Sind das normale Arbeitszeiten in einer Altenpflegeausbildung?

    Ich habe mich für kurzem für eine Ausbildung in diesem Bereich entschieden, da deutlich Personalmangel herrscht und man gute Chancen für die Zukunft hat. Nun stelle ich mir aber die Frage, ob die Arbeitszeiten in der Ausbildung so wirklich rechtens sind...


    Ich arbeite 7,5h / Tag im Altenheim (Arbeitszeit sind 7,5h sowohl bei Frühdienst als auch Spätdienst) und das 12 Tage am Stück und habe dann lediglich die 2 Mindesttage (1 Wochenende) frei. Es schlaucht schon ziemlich und ich frage mich, ob das wirklich rechtens ist, weil ich auch noch an den Schulwochenenden arbeiten muss. Das heißt, dass ich in den Blöcken auch jedes 2. Wochenende im Altenheim arbeiten muss.


    Ich hoffe, dass mir jemand helfen kann. :) Vielen Dank für eure Antworten!

  • 37 Antworten

    Hallo,


    das ist NICHT normal. Lass mich raten: Du arbeitest entweder in einer privaten Einrichtung oder bei der


    Caritas??


    Ich selber bin Praxisanleiter und bei uns arbeitet man 7,7 Std. pro Tag, und maximal 6 bis 7 Tage am


    Stück, meistens weniger. Das ist nur Dienstplaneinteilungssache!!


    Müsst nur ihr Lehrlinge bei euch so lange durcharbeiten, oder alle anderen auch?


    Kann natürlich auch sein, dass der Arbeitgeber einfach nur am Personal sparen will...


    ...das gibts öfter! :(v


    Der Pflegeschlüssel würde mich mal interessieren! D.h. wieviele Bewohner sind in deinem Bereich?


    Welche Pflegestufen haben sie? Wieviele Mitarbeiter gibts auf der Station?

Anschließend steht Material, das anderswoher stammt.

PR #387, opened 2017-08-19
add Affine geometry transformation

vfdev-5:
Hi, 
I would like to propose an affine image augmentor in `dataflow.imgaug.geometry`. [Here](https://gist.github.com/vfdev-5/f14490f0f8407f8f8b6b3035d159dd55) is an example of such transformations applied on one image. I will be glad to hear comments about this PR.

### DIFF
--- a/tensorpack/dataflow/imgaug/geometry.py
+++ b/tensorpack/dataflow/imgaug/geometry.py
@@ -8,7 +8,7 @@ import math
 import cv2
 import numpy as np
 
-__all__ = ['Shift', 'Rotation', 'RotationAndCropValid']
+__all__ = ['Shift', 'Rotation', 'RotationAndCropValid', 'Affine']
 
 
 class Shift(ImageAugmentor):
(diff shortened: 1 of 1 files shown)


tensorpack/dataflow/imgaug/geometry.py
```diff
@@ -150,3 +150,98 @@ def largest_rotated_rect(w, h, angle):
...
+
+        # Apply shear :
+        if self.shear > 0.0:
+            m00 = transform_matrix[0, 0]
+            m01 = transform_matrix[0, 1]
+            m10 = transform_matrix[1, 0]
+            m11 = transform_matrix[1, 1]
+            transform_matrix[0, 1] = m01 * cos_shear + m00 * sin_shear
+            transform_matrix[1, 1] = m11 * cos_shear + m10 * sin_shear
+            tx = center[0] * (1.0 - m00) - center[1] * transform_matrix[0, 1]
```
ppwwyyxx: What is this for?

vfdev-5: The lines 227 and 228:
```
transform_matrix[0, 1] = m01 * cos_shear + m00 * sin_shear
transform_matrix[1, 1] = m11 * cos_shear + m10 * sin_shear
```
inserts shear into rotational part : 
```
[[ scale * cos(a),    scale*sin(a+shear)]
[-scale*sin(a),       scale*cos(a+shear)]]
```
and yes, `tx` and `ty` keep the center unchanged with shear

PR #481, opened 2017-11-09
cifar-resnet-mixup implement

dongzhuoyao:
origin cifar result is 5.73 in my experiment, this mixup result is 5.23.  detail result summay will be later supplied.


scripts/dump-model-params.py
```diff
@@ -1,59 +0,0 @@
-#!/usr/bin/env python
```
ppwwyyxx: Could you get the scripts back?

tensorpack/dataflow/common.py
```diff
@@ -149,6 +149,60 @@ def _aggregate_batch(data_holder, use_list=False):
         return result
 
 
+class BatchDataByMixup(BatchData):
```
ppwwyyxx: Could you put this in the example script? And it would seem easier to write it as a `MapData` on top of a batch.

dongzhuoyao: yes, i can do that, but in that way I still need hack the MapData method in the "common.py", because mixup needs two data, however, the MapData only returns one. any good suggestion?

ppwwyyxx: What you've written is literally `MapData(BatchData(ds, batch_size), mixup)`.

examples/ResNet/cifar10-resnet-mixup.py
```diff
@@ -0,0 +1,205 @@
...
+        x1 = images[:real_batch_size]
+        x2 = images[real_batch_size:]
+        x = x1 * x_weight + x2 * (1 - x_weight)
+        y1 = one_hot_labels[:real_batch_size]
+        y2 = one_hot_labels[real_batch_size:]
+        y = y1 * y_weight + y2 * (1 - y_weight)
+        return [x, y]
+        return ds
+
+    ds = BatchData(ds, 2*BATCH_SIZE, remainder=not isTrain)
```
ppwwyyxx: mixup data should be inside "if isTrain".

ppwwyyxx:
In the paper, "CIFAR-10 PreAct ResNet-18" error goes from 5.6 to 3.9

dongzhuoyao:
I will check this "5.6 vs 3.9" problem.

dongzhuoyao:
if I set alpha=1, I can obtain a 4.74 result. could you merge the code first?  

I will setup a README file to clarify the difference between the paper. hope me or someone else interested can fix it later.

ppwwyyxx:
Sorry but we hope to only include examples with [reproduced performance](https://github.com/ppwwyyxx/tensorpack/tree/master/examples#speech--nlp). It's hard and that's why it's important. Otherwise it becomes a big collection of code that appears useful but frustrates the users, like most of the deep learning code I've seen on github. Pretty much everyone knows how to write a new model, but the hard part is in achieving the performance.
In anycase a README is a must. Without a result that people can reproduce, open source deep learning code is of no meaning.

ppwwyyxx:
Briefly talked to the author. Their "CIFAR-10 PreAct ResNet-18" is the architecture [here](https://github.com/kuangliu/pytorch-cifar/blob/master/models/preact_resnet.py), not exactly what we have in the examples.

dongzhuoyao:
the new preact18 architecture achieves 4.08, still exists a 1.08 difference.   =。=

ppwwyyxx:
Cool. What's the number without mixup?

dongzhuoyao:
haven't done it, will do it later.

dongzhuoyao:
preact18-origin: 5.08
preact18-mixup:3.7

is this result ok?

ppwwyyxx:
Good result! Is this still following the kuangliu/pytorch-cifar setting?

dongzhuoyao:
yes, the code now  is a little messy,  I will clean it up

ppwwyyxx:
Sure. Please also change the docstrings at top of the file, to include notes about the settings and the performance.

dongzhuoyao:
ok

dongzhuoyao:
updated

ppwwyyxx:
Could you merge two scripts into one with a flag? For example purposes it doesn't make sense to have many files with almost identical contents.

dongzhuoyao:
done

ppwwyyxx:
Each resnet block in the reference code has conv{1,2,3} and another conv in shortcut. https://github.com/kuangliu/pytorch-cifar/blob/886af4caa4ee224c3fd4b42e997e43b1b4f234b9/models/preact_resnet.py#L57-L64 
It seems to be missing here?

dongzhuoyao:
sorry for my carelessness, even though got a 3.7 result.  is this code ok? I will retrain it later.

ppwwyyxx:
Thanks! The code is OK. If you don't have time I can train it as well.

dongzhuoyao:
already training. :smile:

dongzhuoyao:
updated

Issue #489, opened 2017-11-13
allow image augmentations to throw exception


eyaler:
image augmentations e.g. AugmentImageComponent swallow all non-keyboard exceptions. while they do output a printout, this sometimes goes unnoticed due to later printouts of my program thus effectively failing silently. if this stays the default behaviour i would like an option to override it

ppwwyyxx:
The original idea was to allow some errors to happen occasionally as long as the training is still going, because failing the whole training due to some dirty data can be frustrating.
But I think this is not a good default, due to reasons you mentioned. You can add an option and change the default behavior. Do you want to work on it?

ppwwyyxx:
The current exception handling code piece is repeated for 3 times -- which means it needs to be extracted out to a common function, with an option that disables exception handling.

eyaler:
taking

PR #490, opened 2017-11-13
enable image exceptions and make this default behavior

eyaler:
https://github.com/ppwwyyxx/tensorpack/issues/489

### DIFF
--- a/tensorpack/dataflow/image.py
+++ b/tensorpack/dataflow/image.py
@@ -18,6 +18,7 @@ def _valid_coords(coords):
     assert coords.shape[1] == 2, coords.shape
     assert np.issubdtype(coords.dtype, np.float), coords.dtype
 
+
 class ExceptionHandler:
     def __init__(self, catch_exceptions=False):
         self._nr_error = 0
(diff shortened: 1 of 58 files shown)


tensorpack/dataflow/image.py
```diff
@@ -57,7 +68,7 @@ class AugmentImageComponent(MapDataComponent):
     """
     Apply image augmentors on 1 image component.
     """
-    def __init__(self, ds, augmentors, index=0, copy=True):
+    def __init__(self, ds, augmentors, index=0, copy=True, allow_exceptions=False):
```
ppwwyyxx: The name `allow_exceptions` confused me at the first look. The current code is saying exception will be raised when exception is "not allowed", which is weird.
Maybe use "hide_exceptions" or "catch_exceptions"?

tensorpack/dataflow/image.py
```diff
@@ -17,6 +17,17 @@ def _valid_coords(coords):
     assert coords.shape[1] == 2, coords.shape
     assert np.issubdtype(coords.dtype, np.float), coords.dtype
 
+class ExceptionHandler:
+    def __init__(self, allow_exceptions=False):
+        self._nr_error = 0
+        self.allow_exceptions = allow_exceptions
+
+    def catch(self):
```
ppwwyyxx: You can make it a contextmanager, so the `try ... catch` logic can be shared as well. 
An example: https://github.com/ppwwyyxx/tensorpack/blob/2fa49895399ec33298f2b774929aada5fbed3e89/tensorpack/dataflow/prefetch.py#L51-L65.

tensorpack/dataflow/image.py
eyaler: -> catch_exceptions

PR #498, opened 2017-11-18
"Let there be color"

PatWie:
As I promised in our first "TensorPack-meeting", I will start contributing again after the CVPR deadline.

I found the Siggraph paper:
_Let there be Color!: Joint End-to-end Learning of Global and Local Image Priors for Automatic Image Colorization with Simultaneous Classification_
 <http://hi.cs.waseda.ac.jp/~iizuka/projects/colorization/en/>

relatively straight-forward to implement. Please note, I haven't trained it until the end (still ongoing).

Not sure about the results. In some cases, I prefer the predicted images over the ground-truth.

## some failure cases
failure0
failure1

## working cases
prediction
prediction2
prediction3
prediction4

Please consider this as a first draft. I will clean up the implementation when training is done.


PatWie:
comparison

colorize
color2

I think, that this model is equally good at the Place Dataset, but does not generalize as good as the authors model. Seems to be reasonable, it is their teaser image which usually shows the best results. Further, there is some resizing going on in their inference code and they filtered out some images from the Place-Dataset, without describing details. And of course, I did not train the model for 3 weeks.

Any suggestions?

PatWie:
changed status from WIP -> "I do not want to touch it again"

PatWie:
I cleaned the README and the pre-trained model is [here](files.patwie.com/models/let-there-be-color.npy).

PR #504, opened 2017-11-22
add VGG19

PatWie:
I would upload the converted (and tested) VGG-19 model as well.


PatWie:
I did not find a Github gist for the vgg19-deploy.proto of the caffe-model (only train_val).

ppwwyyxx:
Having both load-vgg16 and load-vgg19 still feels weird. Maybe later will move things (with load-alexnet, or maybe load-cpm as well) to a separate directory.

PatWie:
As this is commonly used, I am not sure if we should merge them into a single file hide the model behind flags and if-branches. But a good alternative would be having `VGG16Model` and `VGG19Model`.

PatWie:
Ok too late :grin:

ppwwyyxx:
Ideally similar code should not co-exist, like I'm saying in another PR: https://github.com/ppwwyyxx/tensorpack/pull/481#issuecomment-345672569
And having two models (or just two tower_func) sounds good.
But you're right, for something like VGG, people usually just want something simple to copy and paste..

PR #510, opened 2017-11-23
allow prefix for dictrestore

PatWie:
When using a pretrained model like VGG under a different variable_scope, currently only `SaverRestore` supports a prefix. This commit adds this functions for DictRestore as well.

### DIFF
--- a/tensorpack/tfutils/sessinit.py
+++ b/tensorpack/tfutils/sessinit.py
@@ -186,7 +186,7 @@ class DictRestore(SessionInit):
     Restore variables from a dictionary.
     """
 
-    def __init__(self, variable_dict):
+    def __init__(self, variable_dict, prefix=None):
         """
         Args:
             variable_dict (dict): a dict of {name: value}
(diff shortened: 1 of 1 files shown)


ppwwyyxx:
For `DictRestore` this is not needed. Users can just use
`dict = {prefix + name: value for name, value in six.iteritems(dict)}` to do the same thing.

PatWie:
Users dont care about the internal format of npy files. They want to restore weights from npy files like restoring from checkpoint. It is a matter of consistency.

ppwwyyxx:
Users should care about the format if they use DictRestore. That's why it takes a dict but not a file name.

ppwwyyxx:
In fact using the dict and npy format is specifically for users to load and modify the model manually. Being easy to load and modify is the only benefit it has compared to tf format.

PatWie:
I see your point. Just wondering, if `class *Restore` shouldn't share the same interface.

dongzhuoyao:
it may be better discuss the function first,  then start coding.

PatWie:
I just code them, when **I need** them without asking anybody.
Honestly, I don't care if @ppwwyyxx wants them to be included a public version of tensorpack or not. If not, I close the pull-request, like I did in the past. That's the nice thing about GIT and forks.

I understand the point, that this library wants to be light-weight. But I this case I am still convinced, it might be good to keep the interfaces at least consistent. So I use it in my local version. 

I respect @ppwwyyxx decision. So there should be no discussion.

ppwwyyxx:
About forks, you can also just write a collection of functions for your convenience, e.g. a wrapper around DictRestore or logger.set_logger.dir. This might be easier than maintaining a personal fork.

About light-weight. Yes I hope it's lightweight -- though there is a lot of complexity already. So in general I don't like one-line features. 

About consistency: if there are 5 *Restore and one is different from others, I'll call it a consistency issue. These two in my mind were just two things with different functionalities and therefore different APIs. I don't even know if there will be a third *Restore, because I can't imagine what else one can need.

PR #514, opened 2017-11-25
Fix se_resnet_bottleneck to support NHWC data format

sirotenko:


examples/ResNet/resnet_model.py
```diff
@@ -97,6 +97,11 @@ def se_resnet_bottleneck(l, ch_out, stride):
     squeeze = FullyConnected('fc1', squeeze, ch_out // 4, nl=tf.nn.relu)
     squeeze = FullyConnected('fc2', squeeze, ch_out * 4, nl=tf.nn.sigmoid)
     l = l * tf.reshape(squeeze, [-1, ch_out * 4, 1, 1])
```
ppwwyyxx: remove the original reshape

PR #213, opened 2020-02-06
rest: load json boolean

diegodelemos:
* `true` and `false` when passed to `bool()` are always true
  (closes reanahub/reana-client#367).

### DIFF
--- a/reana_server/rest/workflows.py
+++ b/reana_server/rest/workflows.py
@@ -8,6 +8,7 @@
 
 """Reana-Server workflow-functionality Flask-Blueprint."""
 import io
+import json
 import logging
 import subprocess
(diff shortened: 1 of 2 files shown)


reana_server/rest/workflows.py
```diff
@@ -169,7 +170,7 @@ def get_workflows():  # noqa
         else:
             user = get_user_from_token(request.args.get('access_token'))
         type = request.args.get('type', 'batch')
-        verbose = request.args.get('verbose', False)
```
tiborsimko: Do we have the same issue with the following?

```
reana_server/rest/workflows.py:1492:        brief = request.args.get('brief', False)
```

PR #215, opened 2020-02-10
rest: return proper message if workflow can't be started

roksys:
* Closes reanahub/reana-client/issues/357


reana_server/rest/workflows.py
```diff
@@ -708,7 +708,12 @@ def start_workflow(workflow_id_or_name):  # noqa
                 workflow,
                 parameters.get('reana_specification', None))
         elif workflow.status != WorkflowStatus.created:
-            raise ValueError("Workflow cannot be started again.")
+            raise ValueError(
+                'Wokflow - {} is already {} and cannot be started '
```
tiborsimko: `Workflow {} is already`

PR #217, opened 2020-02-12
installation: pin Flask-Login

diegodelemos:
* New version of Flask-Login (0.5.0) exposes a bug in Flask-Security
  (https://github.com/mattupstate/flask-security/issues/681) which
  causes errors on endpoints which receive a JSON list in the
  body of the request.

### DIFF
--- a/setup.py
+++ b/setup.py
@@ -59,6 +59,7 @@ install_requires = [
     'webcolors==1.7',
     # Invenio dependencies
     'Flask>=1.0.2',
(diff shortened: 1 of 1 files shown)


setup.py
```diff
@@ -59,6 +59,7 @@
     'webcolors==1.7',
     # Invenio dependencies
     'Flask>=1.0.2',
+    'Flask-Login<0.5.0',
```
tiborsimko: I'm just testing locally the same fix :wink: 

Please leave a ` # FIXME waiting for Flask-Security release` after the pin, so that we don't forget

PR #220, opened 2020-02-14
rest: add endpoint to return workflow spec

### LINKED ISSUE #219: rest: add endpoint to return the reana_specification used for an specific workflow run
In order to improve the feedback a user gets from a run, we shall create a new endpoint to return the used specification:
```console
/workflows/<workflow_id_or_name>/specification
```

diegodelemos:
* Returns a reconstruction of the `reana.yaml`, including only
  workflow specification, workflow type and input parameters
  (closes #219).

### DIFF
--- a/reana_server/rest/workflows.py
+++ b/reana_server/rest/workflows.py
@@ -30,6 +30,7 @@ from reana_server.api_client import (current_rwc_api_client,
                                      current_workflow_submission_publisher)
 from reana_server.config import SHARED_VOLUME_PATH
 from reana_server.utils import (clone_workflow,
+                                reconstruct_reana_yaml,
                                 RequestStreamWithLen,
                                 _get_reana_yaml_from_gitlab,
                                 _get_user_from_invenio_user,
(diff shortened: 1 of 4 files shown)


reana_server/rest/workflows.py
```diff
@@ -355,6 +356,108 @@ def create_workflow():  # noqa
...
+        500:
+          description: >-
+            Request failed. Internal controller error.
+    """
+    try:
+        if current_user.is_authenticated:
+            user = _get_user_from_invenio_user(current_user.email)
+        else:
+            user = get_user_from_token(request.args.get('access_token'))
+        steps = request.json or None
```
mvidalgarcia: `steps` is not needed. Probably copy paste leftover.

reana_server/utils.py
```diff
@@ -286,3 +286,15 @@ def clone_workflow(workflow, reana_spec):
         logging.error(
             f'Error while creating {cloned_workflow.id_}: {message}\n{e}',
             exc_info=True)
+
+
+def reconstruct_reana_yaml(workflow):
+    """Reconstruct the REANA.yaml from a workflow object."""
+    reana_yaml_spec = {}
```
mvidalgarcia: This could be a oneliner

```python
reana_yaml_spec = {'workflow': {'specification': workflow.get_specification(), 'type': workflow.type_}, 'inputs': {'parameters': workflow.get_input_parameters()}}
```

PR #224, opened 2020-02-26
ext: add teardown REANA DB session in ext

### LINKED ISSUE #159: factory: integrate session teardown with Invenio application
According to [this commit](https://github.com/reanahub/reana-server/commit/25a0caaad108a2c77119d406c73f3abc3d7ab704), since we are using SQLAlchemy we need to look after the session lifecycle. As we begin wrapping the Invenio app around REANA, `factory` is no longer used so there should be another way to manage the session's lifecycle.

diegodelemos:
* Closes #159, closes reanahub/reana-client#358.

### DIFF
--- a/reana_server/ext.py
+++ b/reana_server/ext.py
@@ -27,6 +27,15 @@ class REANA(object):
         self.init_config(app)
         Menu(app=app)
 
+        @app.teardown_appcontext
+        def shutdown_reana_db_session(response_or_exc):
+            """Close session on app teardown."""
+            from reana_db.database import Session as reana_db_session
+            from invenio_db import db as invenio_db
+            reana_db_session.remove()
+            invenio_db.session.remove()
+            return response_or_exc
+
         @app.before_first_request
         def connect_signals():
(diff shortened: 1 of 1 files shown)


diegodelemos:
Closing REANA DB session (which wasn't being closed) is not making the memory consumption go down, after 10 minutes of doing `reana-client list`, there is a big difference in memory consumption between RS and RWC, when the number of operations is almost the same:
image
There is the default `shutdown_session` from SQLAlchemy which should be tearing down Invenio (SQLAlchemy) session plus the one for REANA-DB:
```console
>>> current_app.teardown_appcontext_funcs
[
  <function SQLAlchemy.init_app.<locals>.shutdown_session at 0x7f7f57d99c80>, 
  <bound method Alembic._clear_cache of <flask_alembic.extension.Alembic object at 0x7f7f559fb780>>, 
  <function REANA.init_app.<locals>.shutdown_reana_db_session at 0x7f7f559a7b70>
]
```
To be continued.

PR #229, opened 2020-03-19
rest: return input files and parameters in spec endpoint

### LINKED ISSUE #226: api: serve updated parameters in spec endpoint
The [spec](https://github.com/reanahub/reana-server/blob/master/reana_server/rest/workflows.py#L362) endpoint returns the original REANA specification but doesn't update its parameters when those are set via reana-client.

Steps to reproduce:

1. Run (reana-demo-root6-roofit)
```console
 reana-client run -w roofit -p events=1000
```

2. Go to UI, workflow details page, Specification tab and check `parameters`.

Can be addressed at the same time as https://github.com/reanahub/reana-server/issues/227 if possible.

### LINKED ISSUE #227: api: input files missing in spec endpoint
The [spec](https://github.com/reanahub/reana-server/blob/master/reana_server/rest/workflows.py#L362) endpoint doesn't include the input files so this information is missing in the UI.

Can be addressed at the same time as https://github.com/reanahub/reana-server/issues/226 if possible.

mvidalgarcia:
closes #226
closes #227

### DIFF
--- a/setup.py
+++ b/setup.py
@@ -47,7 +47,7 @@ install_requires = [
     'fs>=2.0',
     'marshmallow>2.13.0,<=2.20.1',
     'pyOpenSSL==17.5.0',
-    'reana-commons[kubernetes]>=0.7.0.dev20200217,<0.8.0',
+    'reana-commons[kubernetes]>=0.7.0.dev20200319,<0.8.0',
     'reana-db>=0.7.0.dev20200205,<0.8.0',
     'requests==2.20.0',
     'rfc3987==1.3.7',
--- a/setup.py
+++ b/setup.py
@@ -19,7 +19,7 @@ readme = open('README.rst').read()
 history = open('CHANGES.rst').read()
 
 tests_require = [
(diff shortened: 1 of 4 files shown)


setup.py
```diff
@@ -71,14 +70,14 @@
...
     # From auth bundle
-    'invenio-accounts==1.1.1',  # FIXME
     'invenio-oauth2server>=1.0.3,<1.1.0',
     'invenio-oauthclient>=1.1.2,<1.2.0',
     'invenio-userprofiles>=1.0.1,<1.1.0',
     # Not included in previous dependencies
     'invenio-db[postgresql]>=1.0.3,<1.1.0',
     # Invenio dependencies missing from Invenio packages setup.py
     'jsonpatch>=1.23,<2',
+    'six>=1.12.0',
```
diegodelemos: Why do we need this now?

mvidalgarcia: https://travis-ci.org/github/reanahub/reana-server/builds/664785079?utm_medium=notification&utm_source=github_status

PR #231, opened 2020-04-02
rest: validate operational options server-side

mvidalgarcia:
Validates operational options both on creation (reana.yaml options)
and on start (CLI passed options).

closes reanahub/reana-client#396


reana_server/rest/workflows.py
```diff
@@ -815,6 +817,8 @@ def start_workflow(workflow_id_or_name):  # noqa
         parameters = request.json
         workflow = _get_workflow_with_uuid_or_name(
             workflow_id_or_name, str(user.id_))
+        parameters['operational_options'] = validate_operational_options(
```
diegodelemos, line 820: We should add an `except` for `REANAValidationError` and return `400` otherwise, we will return `500` with a validation error, right?

PR #237, opened 2020-04-24
cli: allow admins to manage user tokens

### LINKED ISSUE #235: server: user token creation through request/approval process
- [x] Allow generating user tokens using [server Python CLI](https://github.com/reanahub/reana-server/blob/master/reana_server/cli.py#L113).
- [x] Send an automatic email informing the user that token has been created and it's accessible on https://reana.cern.ch/profile

Tightly related to https://github.com/reanahub/reana-ui/issues/93

diegodelemos:
* In order to open REANA during pilot face we need to control the
  number of users allowed in the system. For this, we create a new
  approval process which is managed with these new CLI commands
  only executable by admins (closes #235).


reana_server/cli.py
```diff
@@ -271,6 +272,50 @@ def import_users(ctx, admin_access_token, file_):
...
+    '--admin-access-token',
+    default=os.environ.get('REANA_ADMIN_ACCESS_TOKEN', None),
+    help='The access token of an administrator.')
+def token_grant(id, admin_access_token):
+    """."""
+    user_id = 'dc4aef21-c324-4fd5-8480-c724de1f0c06'
+    user_email = 'john.doe@google.com'
+    user_granted_token = 'c0fa47fa00ae4013a13fd7n'
+    # create a token in UserToken table and activate it
+    # send notification to user by email
```
mvidalgarcia: Just to remember: also create an audit log entry.

reana_server/cli.py
```diff
@@ -271,6 +272,50 @@ def import_users(ctx, admin_access_token, file_):
...
+
+@reana_users_token.command('grant')
+@click.option(
+    '--id',
+    help='The id of the user.')
+@click.option(
+    '--admin-access-token',
+    default=os.environ.get('REANA_ADMIN_ACCESS_TOKEN', None),
+    help='The access token of an administrator.')
+def token_grant(id, admin_access_token):
```
mvidalgarcia: What about allowing to grant by email address? The email is supposed to be unique in the database so it shouldn't be a problem and it would save us the step of searching the user id. If it's too much work it can be ticketized and done later IMO.

Same for revoking.

reana_server/cli.py
```diff
@@ -271,6 +272,50 @@ def import_users(ctx, admin_access_token, file_):
...
+
+
+@reana_users_token.command('revoke')
+@click.option(
+    '--id',
+    help='The id of the user.')
+@click.option(
+    '--admin-access-token',
+    default=os.environ.get('REANA_ADMIN_ACCESS_TOKEN', None),
+    help='The access token of an administrator.')
```
mvidalgarcia: Many commands have this option, what about creating a decorator?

Wer arbeitet wieviele


    Prozent? Welchen Pflegeschlüssel hat der Betreiber verhandelt?

    Scheint so relativ normal zu sein wenn man Google befragt. Allerdings kann ich dir versichern das sich die Überstunden nach und nach mit einschleichen werden. Und die bekommt man in der Altenpflege in der Regel niemals bezahlt, bist dann quasi eine schöne billige Arbeitskraft.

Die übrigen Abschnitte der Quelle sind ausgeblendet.